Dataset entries
PR #1285, opened 2024-08-12
Add My Tasks view & dashboard widget

nicolachr:
### Summary

Currently, when methodology cards are assigned to users, the assigned users do not have a way to see which cards are assigned to them unless they manually go through each card. This is tedious and prone to letting cards fall through the cracks.

The proposed solution, allows the users to:
1. Use the dashboard widget to see the five tasks with the highest priority that are assigned to them. Highest priority is given to tasks that are overdue, and lowest priority to tasks that don't have a due date.
2. Access a dedicated "My Tasks" view that displays all the tasks that are assigned to them in the form of a table.

This will allow users to have better command of their tasks, make the process of finding a task easier, and will help the users stay on top of things.

### Copyright assignment

### Check List

- [x] Added a CHANGELOG entry


app/controllers/projects_controller.rb
```diff
@@ -16,12 +17,23 @@ def show
     @authors       = [current_user]
     @boards        = current_project.methodology_library.boards
     @issues        = current_project.issues.includes(:tags).sort
-    @methodologies = current_project.methodology_library.notes.map{|n| Methodology.new(filename: n.id, content: n.text)}
+    @methodologies = current_project.methodology_library.notes.map { |n| Methodology.new(filename: n.id, content: n.text) }
     @nodes         = current_project.nodes.in_tree
     @tags          = current_project.tags
 
+    project_cards = @boards.map(&:cards)[0]
```
caitmich, line 24: This will only pick up the cards from the first board in the project. Instead we can move this to a helper and do:

L23: `@tasks = assigned_tasks`
```
def assigned_tasks
  @assigned_tasks ||= begin
    cards = @boards.flat_map(&:cards)
    user_cards = cards.select { |card| card.assignees.include? current_user }
    user_cards.sort_by { |card| card.due_date || Float::INFINITY }
  end
end
```

app/controllers/tasks_controller.rb
```diff
@@ -0,0 +1,40 @@
+class TasksController < AuthenticatedController
+  include ProjectScoped
+
+  skip_before_action :set_project, if: -> { params[:project_id].blank? }
+  skip_before_action :set_nodes, if: -> { params[:project_id].blank? }
+
+  layout :set_layout
```
caitmich, line 7:
```suggestion
  layout :set_layout
  
```

app/controllers/tasks_controller.rb
```diff
@@ -0,0 +1,40 @@
...
+  def index
+    @default_columns = ['Title', 'Methodology', 'Due Date', 'Assigned']
+
+    if params[:project_id].present?
+      cards = current_project.methodology_library.boards.map(&:cards)[0]
+      @local_storage_key = "project.ce.project_#{current_project.id}.tasks_datatable"
```
caitmich, line 13: is the `ce` needed here?

app/controllers/tasks_controller.rb
```diff
@@ -0,0 +1,40 @@
...
+
+  skip_before_action :set_project, if: -> { params[:project_id].blank? }
+  skip_before_action :set_nodes, if: -> { params[:project_id].blank? }
+
+  layout :set_layout
+  def index
+    @default_columns = ['Title', 'Methodology', 'Due Date', 'Assigned']
+
+    if params[:project_id].present?
+      cards = current_project.methodology_library.boards.map(&:cards)[0]
```
caitmich, line 12: Ditto. This can be moved to a `before_action`

```
def set_tasks
  @tasks ||= begin
    cards = current_user.cards

    if params[:project_id].present?
      cards.select { |card| card.project.id == current_project.id }
    else
      cards
    end
  end
end
```

app/controllers/tasks_controller.rb
caitmich: What about `"project#{params[:project_id]}.tasks_datatable"`
This would work regardless of whether `params[:project_id]` is present or not?

app/controllers/tasks_controller.rb
```diff
@@ -0,0 +1,40 @@
...
+    else
+      []
+    end
+  end
+
+  protected
+
+  # ProjectScoped always calls current_project. We are overwriting it here to
+  # prevent errors in Pro when viewing tasks outside of projects.
+  def current_project
```
caitmich, line 31: Instead of including it and opting out of several methods, what if we don't include `ProjectScoped` and call only the methods we need when we need them?

ex. Can we instead look up the project here using `params[:project_id]` if it's present?

app/views/layouts/tylium/_sidebar.html.erb
```diff
@@ -19,6 +19,11 @@
           <i class="fa-brands fa-trello sidebar-link-icon"></i> <span class="sidebar-link-label">Methodologies</span>
         <% end %>
       <% end %>
+      <%= content_tag :li, :class => controller_path.include?('tasks') ? 'active' : '' do %>
```
caitmich, line 22:
```suggestion
      <%= content_tag :li, :class => controller_path == 'tasks' ? 'active' : '' do %>
```

app/views/projects/tasks/_summary.html.erb
```diff
@@ -0,0 +1,38 @@
...
+      <div class="action">
+        <%= link_to project_tasks_path(current_project) do %>
+          <i class="fa-solid fa-tasks sidebar-link-icon"></i> All Tasks
+        <% end %>
+      </div>
+    </span>
+  </h4>
+  <% if @tasks.any? %>
+    <ul class="list-group tasks">
+      <% @tasks.first(@tasks_limit).each do |task| %>
```
caitmich, line 13: How about limiting this list in the controller instead and having `TASKS_LIMIT` as a constant

app/views/projects/tasks/_summary.html.erb
```diff
@@ -0,0 +1,38 @@
...
+          <% end %>
+          <span class="small text-muted"><%= task.board.name %></span>
+          <%= due_date_badge(task) %>
+        </li>
+      <% end %>
+    </ul>
+
+    <p class="small mt-2 mb-0 text-center">&nbsp;
+      <% if @tasks.size > @tasks_limit %>
+        + <%= @tasks.size - @tasks_limit %> more
```
caitmich, line 26: This could also be done in the controller or the view helper using something like `overflow_tasks`

`overflow_tasks.any?` /  `overflow_tasks.count`

app/views/tasks/index.html.erb
```diff
@@ -0,0 +1,51 @@
...
+          <th>Assigned</th>
+        </tr>
+      </thead>
+      <tbody>
+        <% @tasks.each do |task| %>
+          <tr>
+            <td data-sort="<%= task.name %>">
+              <%= link_to task.name, project_board_list_card_path(task.project, task.board, task.list, task) %>
+            </td>
+            <% unless params[:project_id] %>
```
caitmich, line 26: Ditto to the 2-controller comment above

app/controllers/tasks_controller.rb
MattBudz: This is consistent with the other local storage keys we define. In CE we need `project.ce.project_#.tasks_databale` and in pro, we need `pro.tasks_datatable`

app/controllers/tasks_controller.rb
MattBudz: I tried that but we also need access to current_project in the views and ProjectScoped also sets `@nodes` for us (used by the main sidebar).

This is also the approach we take in https://github.com/dradis/dradis-ce/blob/develop/app/controllers/notifications_controller.rb

app/controllers/tasks_controller.rb
```diff
@@ -0,0 +1,40 @@
...
+    return if params[:project_id].blank?
+
+    super
+  end
+
+  def set_layout
+    params[:project_id].present? ? 'tylium' : 'mintcreek'
```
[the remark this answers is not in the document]
MattBudz: This is the same approach we take with notifications_controller but this should be in the pro-changes branch. Moved.

app/helpers/tasks_helper.rb
```diff
@@ -0,0 +1,46 @@
+module TasksHelper
+  TASKS_LIMIT = 5
+
+  def all_assigned_tasks
+    @assigned_tasks ||= begin
+      tasks = current_user.cards
+        # Using Arel.sql to sort the records by due_date with null due_date records last
+        .order(Arel.sql('due_date IS NULL, due_date ASC'))
```
caitmich, line 8:
```suggestion
      # Using Arel.sql to sort the records by due_date with null due_date records last
      tasks = current_user.cards.order(Arel.sql('due_date IS NULL, due_date ASC'))
```

app/helpers/tasks_helper.rb
```diff
@@ -0,0 +1,46 @@
+module TasksHelper
+  TASKS_LIMIT = 5
+
+  def all_assigned_tasks
+    @assigned_tasks ||= begin
+      tasks = current_user.cards
```
caitmich, line 6:
```suggestion
      cards = current_user.cards
```

app/helpers/tasks_helper.rb
```diff
@@ -0,0 +1,46 @@
...
+        # Using Arel.sql to sort the records by due_date with null due_date records last
+        .order(Arel.sql('due_date IS NULL, due_date ASC'))
+
+      if params[:project_id]
+        return tasks.select { |card| card.project.id == current_project.id }
+      end
+
+      tasks
+    end
```
caitmich, line 15:
```suggestion
      if params[:project_id]
        tasks.select { |card| card.project.id == current_project.id }
      else
        tasks
      end
    end
```

app/helpers/tasks_helper.rb
```diff
@@ -0,0 +1,46 @@
...
+  end
+
+  def assigned_tasks
```
caitmich, line 18: what about `assigned_tasks_for_widget` or something to make it clear that this is a limited list?

app/helpers/tasks_helper.rb
```diff
@@ -0,0 +1,46 @@
+module TasksHelper
+  TASKS_LIMIT = 5
+
+  def all_assigned_tasks
+    @assigned_tasks ||= begin
```
caitmich, line 5:
```suggestion
    @all_assigned_tasks ||= begin
```

app/helpers/tasks_helper.rb
```diff
@@ -0,0 +1,46 @@
...
+
+      tasks
+    end
+  end
+
+  def assigned_tasks
+    all_assigned_tasks.first(TASKS_LIMIT)
+  end
+
+  def overflow_tasks_count
```
caitmich, line 22: #suggestion 

`overflow_tasks_count` leads you to expect a number, so what about returning `0` on L23 and checking for > 0 in the view?

app/controllers/tasks_controller.rb
MattBudz: I removed the pro bit since that should only be in pro. It's moved to the pro-changes branch.

app/views/tasks/index.html.erb
MattBudz: Because this is still a basically identical view shared between layouts, I went with the notifications_controller approach which also shares a view between layouts. Happy to change this if you feel strongly about it.

app/views/projects/tasks/_summary.html.erb
```diff
@@ -0,0 +1,38 @@
...
+          <i class="fa-solid fa-tasks sidebar-link-icon"></i> All Tasks
+        <% end %>
+      </div>
+    </span>
+  </h4>
+  <% if @tasks.any? %>
+    <ul class="list-group tasks">
+      <% @tasks.each do |task| %>
+        <li class="d-flex flex-column list-group-item">
+          <%= link_to project_board_list_card_path(current_project, task.board, task.list, task), class: "list-group-item-action text-truncate" do %>
```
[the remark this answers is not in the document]
MattBudz: We can add a switch statement or a new helper method for this once we introduce another record type as a task

app/controllers/tasks_controller.rb
```diff
@@ -0,0 +1,26 @@
...
+  def index
+    @default_columns = ['Title', 'Methodology', 'Due Date', 'Assigned']
+    @tasks = assigned_cards
+
+    if params[:project_id].present?
+      @local_storage_key = "project.ce.project_#{current_project.id}.tasks_datatable"
+    end
+  end
+
+  protected
```
caitmich, line 17: Any reason for choosing `protected` over `private` here?

MattBudz: flipped to `private` I'm not sure why I went with `protected` it's possible I got it from the notifications controller (was exploring that implementation initially)

app/helpers/tasks_helper.rb
```diff
@@ -0,0 +1,42 @@
+module TasksHelper
+  TASKS_LIMIT = 5
+
+  def assigned_cards(project_id = nil)
+    @assigned_cards ||= begin
+      # Using Arel.sql to sort the records by due_date with null due_date records last
+      cards = current_user.cards.order(Arel.sql('due_date IS NULL, due_date ASC'))
+
+      if project_id
+        cards.select { |card| card.project.id == current_project.id }
```
caitmich, line 10: If we're passing project_id we should use it here 
```suggestion
        cards.select { |card| card.project.id == project_id }
```

app/controllers/tasks_controller.rb
```diff
@@ -0,0 +1,26 @@
+class TasksController < AuthenticatedController
+  include ProjectScoped
+  include TasksHelper
+
+  skip_before_action :set_project, unless: -> { current_project }
+  skip_before_action :set_nodes, unless: -> { current_project }
```
etdsoft, line 6: These lines are at odds w/ L2, no? Under what conditions we won't have a project?

app/controllers/projects_controller.rb
```diff
@@ -16,12 +17,13 @@ def show
     @authors       = [current_user]
     @boards        = current_project.methodology_library.boards
     @issues        = current_project.issues.includes(:tags).sort
-    @methodologies = current_project.methodology_library.notes.map{|n| Methodology.new(filename: n.id, content: n.text)}
+    @methodologies = current_project.methodology_library.notes.map { |n| Methodology.new(filename: n.id, content: n.text) }
     @nodes         = current_project.nodes.in_tree
     @tags          = current_project.tags
+    @tasks         = assigned_cards(current_project.id)
```
etdsoft, line 23: This approach is a bit backwards and inconsistent w/ what we have for other records.

Also, we typically go from the project to the nested resources at the controllers, we don't delegate that searchto the view

app/controllers/tasks_controller.rb
```diff
@@ -0,0 +1,26 @@
...
+
+  def index
+    @default_columns = ['Title', 'Methodology', 'List', 'Due Date', 'Assigned']
+
+    if current_project
```
etdsoft, line 11: This seems to be a smell? Reusing a controller for in/out of project context?

app/controllers/tasks_controller.rb
```diff
@@ -0,0 +1,26 @@
...
+      @local_storage_key = "project.ce.project_#{current_project.id}.tasks_datatable"
```
etdsoft, line 12: Another smell, a local storage key is typically a view concern. Why is it in the controller?

```bash
› grep -r local_storage_key app/controllers
```

Didn't yield other instances of this.

app/controllers/tasks_controller.rb
etdsoft: What we win in conciseness (less files) we're loosing in readability of the code.

app/helpers/tasks_helper.rb
```diff
@@ -0,0 +1,42 @@
+module TasksHelper
+  TASKS_LIMIT = 5
```
etdsoft, line 2: Even if we want to hard code, and not make this configurable, a Helper seems to be the wrong place for this constant?

Perhaps the `Configuration` class?

app/helpers/tasks_helper.rb
```diff
@@ -0,0 +1,42 @@
...
+
+  def assigned_cards(project_id = nil)
+    @assigned_cards ||= begin
+      # Using Arel.sql to sort the records by due_date with null due_date records last
```
etdsoft, line 6: I'd assume due_date null would be grouped at the beginning or the end of the regular `order(:due_date)`, no? Then it's a matter of choosing :desc / :asc and you get the same behavior w/ less code?

app/helpers/tasks_helper.rb
```diff
@@ -0,0 +1,42 @@
...
+      cards = current_user.cards.order(Arel.sql('due_date IS NULL, due_date ASC'))
+
+      if project_id
```
etdsoft, line 9: 🚨

app/helpers/tasks_helper.rb
```diff
@@ -0,0 +1,42 @@
...
+        cards.select { |card| card.project.id == current_project.id }
+      else
+        valid_project_ids = Project.kept.current.accessible_by(current_ability).ids
+        cards.select { |card| card.project.id.in? valid_project_ids }
```
etdsoft, line 13: This is controller code, not view-helper code.

app/views/projects/tasks/_summary.html.erb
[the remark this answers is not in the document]
nicolachr: Closing this as we'll be focusing only on cards for now

app/controllers/tasks_controller.rb
MattBudz: moved to the view

app/controllers/tasks_controller.rb
MattBudz: refactored to be in project always in CE

app/controllers/tasks_controller.rb
MattBudz: removed the pro only code from CE and kept ProjectScoped since the navbar is expecting current_project to be available for certain nav-links

app/helpers/tasks_helper.rb
MattBudz: removed since CE always is within a project context

app/helpers/tasks_helper.rb
MattBudz: this was just for presentation, but more geared towards the pro dashboard for consistency there. I have removed this from CE since it's introducing an inconsistency in the project-level dashboard.

etdsoft (changes requested):
## Code Review — PR #1285

**Verdict:** request-changes (1 High, 1 Medium, 3 Low)

---

## Summary

The PR introduces a useful "My Cards" dashboard widget and tasks index, but the `assigned_tasks` concern has a structural N+1 problem that will fire O(N-cards) queries on every project dashboard load. The view compounds this by re-accessing associations that were not preloaded. Tests cover the happy and empty-state paths but are missing isolation coverage and a dashboard widget spec.

## Findings

### F1 [High|performance] app/controllers/concerns/tasks.rb:7 — N+1 queries for assignees fire on every project dashboard load

**What:** `card.assignees.include?(current_user)` is called inside Ruby `select` for every card in the project. `assignees` is a HABTM association on `Card` and is not included in `includes(lists: :cards)`. Each call fires a separate `SELECT` against the join table. With 100 cards, that is 100 extra queries — on every `ProjectsController#show` render, for every user.

The view compounds this: `task.assignees.each` in `tasks/index.html.erb:42` fires the same N+1 again on the index page, and `task.project` in line 35 traverses `card.list.board.project` via delegates, which are also not preloaded from the card's perspective.

**Why:** The eager load is board-centric (`Board.includes(lists: :cards)`). The flattened card objects have their `list` and `board` delegates resolved through `belongs_to :list`, and `assignees` is a HABTM — neither is backfilled by AR onto the individual card instances from this include chain. The result is O(N) queries per request, hidden behind Ruby iteration.

**How to fix:** Rewrite the concern to load cards card-centrically with full includes, then push the assignee filter into SQL:

```ruby
def assigned_tasks
  Card
    .joins(list: :board)
    .where(boards: { project_id: current_project.id })
    .joins(:assignees)
    .where(users: { id: current_user.id })
    .includes(:assignees, list: :board)
    .sort_by { |card| [card.due_date.nil? ? 1 : 0, card.due_date] }
end
```

With this approach every touched association (`list`, `board`, `assignees`) is preloaded from the card's perspective. In the view, replace `task.project` (line 35) with `current_project` — all tasks are scoped to it already and the delegate chain fires redundant queries for every row.

### F2 [Medium|tests] spec/features/tasks_spec.rb — missing isolation test and no dashboard widget coverage

**What:** Two gaps: (1) There is no spec asserting that cards assigned to other users in the same project are hidden from the current user. The "with assigned tasks" context only checks that the assigned card appears, not that a different user's card does not appear. (2) The dashboard widget (`projects/tasks/_summary.html.erb`) added to `projects/show` has no test at all.

**Why:** The core security property of this feature is that users see only their own cards. Without a negative assertion (assign a card to user B, log in as user A, assert the card is absent), a future regression in the `current_user` filter would go undetected by CI. The dashboard widget is wired into `ProjectsController#show` via `@tasks = assigned_tasks`; any breakage there (nil render, route error, missing partial) is also currently uncovered.

**How to fix:** Add a context to the existing spec:

```ruby
context 'with tasks assigned to another user' do
  it 'does not render cards assigned to other users' do
    other_user = create(:user)
    @card.assignees = [other_user]
    @card.save

    visit project_tasks_path(current_project)
    expect(page).not_to have_selector('td a', text: @card.name)
  end
end
```

And a smoke-test for the dashboard widget in a `projects/show` spec (or the existing `projects_spec.rb` if one exists):

```ruby
it 'renders the My Cards widget when cards are assigned to the user' do
  @card.assignees = [current_user]
  @card.save
  visit project_path(current_project)
  expect(page).to have_content('My Cards')
  expect(page).to have_selector('ul.tasks')
end
```

### F3 [Low|consistency] app/assets/stylesheets/hera/views/projects.scss:114 — border uses px unit

**What:** `border: 1px solid var(--border-color)` uses a `px` value.

**Why:** `CLAUDE.md` CSS rules require relative units (`rem`, `em`, `ch`) and explicitly say "avoid px".

**How to fix:** Use `border: 0.0625rem solid var(--border-color)` (1px ÷ 16 = 0.0625rem), or use a SASS variable if one exists for hairline borders in `smacss/variables.scss`.

### F4 [Low|hygiene] spec/features/tasks_spec.rb:1 — spec title says "My Tasks", feature is "My Cards"

**What:** `describe 'My Tasks'` at line 1, but the breadcrumb, page title, and widget header all use "My Cards".

**Why:** When the name diverges between spec and UI, searching for the feature by name in the test suite becomes confusing and the spec reads as covering a different thing than it tests.

**How to fix:** Change to `describe 'My Cards'`.

### F5 [Low|tests] spec/features/tasks_spec.rb:26 — `User.first` used instead of the logged-in user

**What:** `@card.assignees = [User.first]` in the "with assigned tasks" context assumes the logged-in user is the first user in the database.

**Why:** `login_to_project_as_user` creates and logs in a specific user. In a parallel test environment, or if factories for other users were called earlier in the suite, `User.first` may not be the authenticated user, causing the card to be invisible to the logged-in user and the test to fail intermittently.

**How to fix:** Use the user the helper exposes. Based on the project's login helpers: `@card.assignees = [current_user]` (the same `current_user` helper available in feature specs after `login_to_project_as_user`).

## Notes

- Codex sub-agent did not run (binary not found on system). Review is based on Claude Code only.
- The rename of `mark_notifications_from_assignments` → `mark_notifications_from_tasks` in `notifications_reader_job.rb` is a private method with a single internal call site; it is safe.
- `fa-solid fa-tasks` is used in `_summary.html.erb` for the "All Cards" link icon. In Font Awesome 6 (which the project uses per `CLAUDE.md`), `fa-tasks` was renamed to `fa-list-check`. Worth verifying the icon renders rather than silently producing an empty space.
- The `due_date_badge` helper's `case/when` with a lambda is valid Ruby (`===` calls the proc) and the ordering (today → overdue → future) is logically correct.
- The `data-local-storage-key` in the table uses `current_project.id`, which correctly scopes the DataTables state per project.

Task. Report the number of lines above containing the string "item" as your sole answer.

Answer section. 2